Палач стукнул по нему лопатой. Кувшин разбился, и из него в нишу хлынули золотые и серебряные монеты. Они сверкали в свете фонаря, словно их только вчера отчеканили.
Клад Фердинанда Шреефогля… Якоб Куизль его нашел.
Насколько мог судить палач, там были серебряные пфенниги и рейнские гульдены — все в превосходном состоянии и полновесные. Слишком много, чтобы пересчитывать. Куизль прикинул, что там было больше сотни монет. На эти деньги можно построить новый городской дом или купить конюшню с лучшими лошадьми… Никогда еще в своей жизни палач не видел столько денег и сразу.
Дрожащими руками он собрал монеты и высыпал их в мешок. Они зазвенели, и мешок заметно потяжелел. Зажав его в зубах, палач полез наконец обратно в проход и пополз к предыдущей келье.
Когда он с трудом выбрался обратно, пот стекал с него ручьями. Якоб отряхнул глину с одежды и стал возвращаться к первой келье. Он ухмылялся. Симон, наверное, давно уже вернулся и, дрожа от страха, дожидался его в темноте. Или же он отыскал детей. Разве не были слышны до этого тихие крики?

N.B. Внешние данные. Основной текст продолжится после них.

PR #1019, opened 2020-02-06
Add copy() function for Python 3 list

alexwenbj:
Add copy() function for Python 3 list.


s-cork:
doesn't list already have a copy method on line `655`?

in both 2 and 3 environments, I get
```python
>>> l = [1,2,3]
>>> l.copy()
[1,2,3]
```

alexwenbj:
@s-cork Yes,I made a mistake.This is a wrong implementation.Thank you.I will close this PR.

PR #1020, opened 2020-02-07
Pr/itertools

### LINKED ISSUE #468: itertools permutations
Planning on working on this with a tight turnaround- hoping to get this deployed for a user by Weds evening ET for an event Thurs AM GMT.  Thought I'd drop an issue in case anyone has an interest in permutations and may be able to get to this before I can (which may be Weds PM).

I found some JS that returns all permutations of any array.  Should be very doable to implement using something like the below, though tests may be tough because I'm not sure the ordering will be the same as Python's.  Haven't dug into the C implementation yet to check- running will probably be easier.

``` javascript
function permutator(inputArr) {
  var results = [];

  function permute(arr, memo) {
    var cur, memo = memo || [];

    for (var i = 0; i < arr.length; i++) {
      cur = arr.splice(i, 1);
      if (arr.length === 0) {
        results.push(memo.concat(cur));
      }
      permute(arr.slice(), memo.concat(cur));
      arr.splice(i, 0, cur[0]);
    }

    return results;
  }

  return permute(inputArr);
}
```

May be time to stub out some of the rest of itertools as well- haven't looked too deeply at it yet.

### LINKED ISSUE #971: Itertools not implemented
It seems that `itertools` hasn't been implemented yet, I checked in `src/lib/` and there was no `itertools.py`. Am I looking in the right place?

I can start work on this if `itertools` really has not been implemented, yet.

s-cork:
This PR implements `itertools`. Closes #971 and closes #468 

The following functions are implemented:
```
accumulate
chain
chain.from_iterable
combinations
combinations_with_replacement
compress
count
cycle
dropwhile
filterfalse
groupby
islice
permutations
product
repeat
starmap
takewhile
zip_longest
```

The following functions raise a `NotImplementedError`:
```
tee
```

_(I couldn't see a good reason to implement `tee`)_

---

- I used `Sk.builtin.func` and `Sk.builtin.generator` to implement each function.
- The code is based on the 'pure python' versions from the [itertools docs](https://docs.python.org/3/library/itertools.html) and adapted for Skulpt. 
- The tests are from https://github.com/python/cpython/blob/3.7/Lib/test/test_itertools.py
- There is one change to the `complex.js` file, namely the `prototype["$r"]` property

### DIFF
--- a/src/complex.js
+++ b/src/complex.js
@@ -865,7 +865,7 @@ Sk.builtin.complex.complex_format = function (v, precision, format_code){
 };
 
 Sk.builtin.complex.prototype["$r"] = function () {
-    return Sk.builtin.complex.complex_format(this, 0, "r");
+    return Sk.builtin.complex.complex_format(this, null, "g");
 };
 
 Sk.builtin.complex.prototype.tp$str = function () {
--- a/src/lib/itertools.js
+++ b/src/lib/itertools.js
@@ -41,7 +41,7 @@ var $builtinmodule = function (name) {
 
     var _accumulate_gen = function ($gen) {
         it = $gen.gi$locals.it;
-        func = $gen.gi$locals.func;
+        f = $gen.gi$locals.func;
         total = $gen.gi$locals.total;
         initial = $gen.gi$locals.initial;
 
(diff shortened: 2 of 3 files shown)


s-cork:
I did a quick test as I was curious about what the speed differences would be from simply using the pure python equivalents would be... 

```python
# skulpt itertools.js
list(permutations('abcdefghi'))
# 0.4767 sec

# skulpt using a pure python equivalent from the python itertools docs
list(permutations1('abcdefghi'))
# 48.7961 sec
```

rixner:
@albertjan I agree, merging.

albertjan:
:tada:

PR #1021, opened 2020-02-07
Py3 list copy

alexwenbj:


alexwenbj:
@s-cork The list copy() function was added in Python 3.3, it is not in Python 2.But there was an error in my previous implementation: the list copy is shallow copy.I modified it in this version.

rixner:
I feel like this is not something that should have it's own flag.  I think moving forward we had agreed to use the ```python3``` flag instead of adding new flags (like ```list_copy```).  I'd favor removing ```list_clear``` as well, and just using ```python3``` for both of those features.

Otherwise, this looks pretty straightforward.

alexwenbj:
@rixner What you mean is just like the below in copy() function:
```
if(Sk.__future__.python3){
    //copy implementation
}
```
and remove the list_copy config in env.js?

src/env.js
```diff
@@ -118,6 +120,7 @@ Sk.configure = function (options) {
     Sk.bool_check(Sk.__future__.dunder_next, "Sk.__future__.dunder_next");
     Sk.bool_check(Sk.__future__.dunder_round, "Sk.__future__.dunder_round");
     Sk.bool_check(Sk.__future__.list_clear, "Sk.__future__.list_clear");
```
albertjan: And this:

```suggestion
```

src/env.js
```diff
@@ -118,6 +120,7 @@ Sk.configure = function (options) {
...
+    Sk.bool_check(Sk.__future__.list_copy, "Sk.__future__.list_copy");
```
albertjan: And this: 
```suggestion
    Sk.bool_check(Sk.__future__.list_copy, "Sk.__future__.list_copy");
```

src/env.js
```diff
@@ -205,6 +208,7 @@ Sk.configure = function (options) {
     Sk.switch_version("round$", Sk.__future__.dunder_round);
     Sk.switch_version("next$", Sk.__future__.dunder_next);
     Sk.switch_version("clear$", Sk.__future__.list_clear);
```
albertjan: Change this to use `python3`
```suggestion
    Sk.switch_version("clear$", Sk.__future__.python3);
```

src/env.js
```diff
@@ -205,6 +208,7 @@ Sk.configure = function (options) {
...
+    Sk.switch_version("copy$", Sk.__future__.list_copy);
```
albertjan: And do the same here:

```suggestion
    Sk.switch_version("copy$", Sk.__future__.python3);
```

alexwenbj:
@albertjan Got it & updated it.

rixner:
@alexwenbj this looks good now!  Sorry for not being more clear about my requested changes.

alexwenbj:
@rixner Thank you.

В любом случае палач сейчас неплохо его удивит…
Куизль широко улыбнулся и прошел мимо корней, которые болтались в дыре над ним. И тут же насторожился.
С чего бы они качались?
С тех пор как он прошел здесь в прошлый раз и задел корни, прошла целая вечность. Тем не менее они медленно покачивались из стороны в сторону. Ветра здесь быть не могло. Значит, или кто-то прошел наверху по площадке и тем самым заставил корни качаться, или же…
Кто-то задел их отсюда.
Здесь прошел кто-то еще? Но кто? И куда? Здесь было только два выхода. Из одного он недавно вылез, а второй заканчивался тупиком.
Кроме, конечно, тоннеля над головой.
Палач осторожно приблизился к нижнему краю дыры и взглянул наверх. Бледно-желтые корни, словно пальцы, касались лица.
В это мгновение, словно огромная летучая мышь, что-то обрушилось на него из дыры. Куизль инстинктивно прянул в сторону и больно врезался плечом в глиняную стену. Но все же ему удалось удержать фонарь. Палач быстро нащупал дубинку на поясе. В тот же миг он увидел человека, который ловко перекатился по полу и сразу встал. На нем был ярко-красный камзол. Шляпа с петушиным пером слетела во время прыжка. Правая рука отсвечивала белым, в ней был закреплен факел. Левая сжимала рукоять сабли.
Дьявол улыбнулся.
— Хороший прыжок, палач. Но ты и вправду думаешь одолеть меня этим?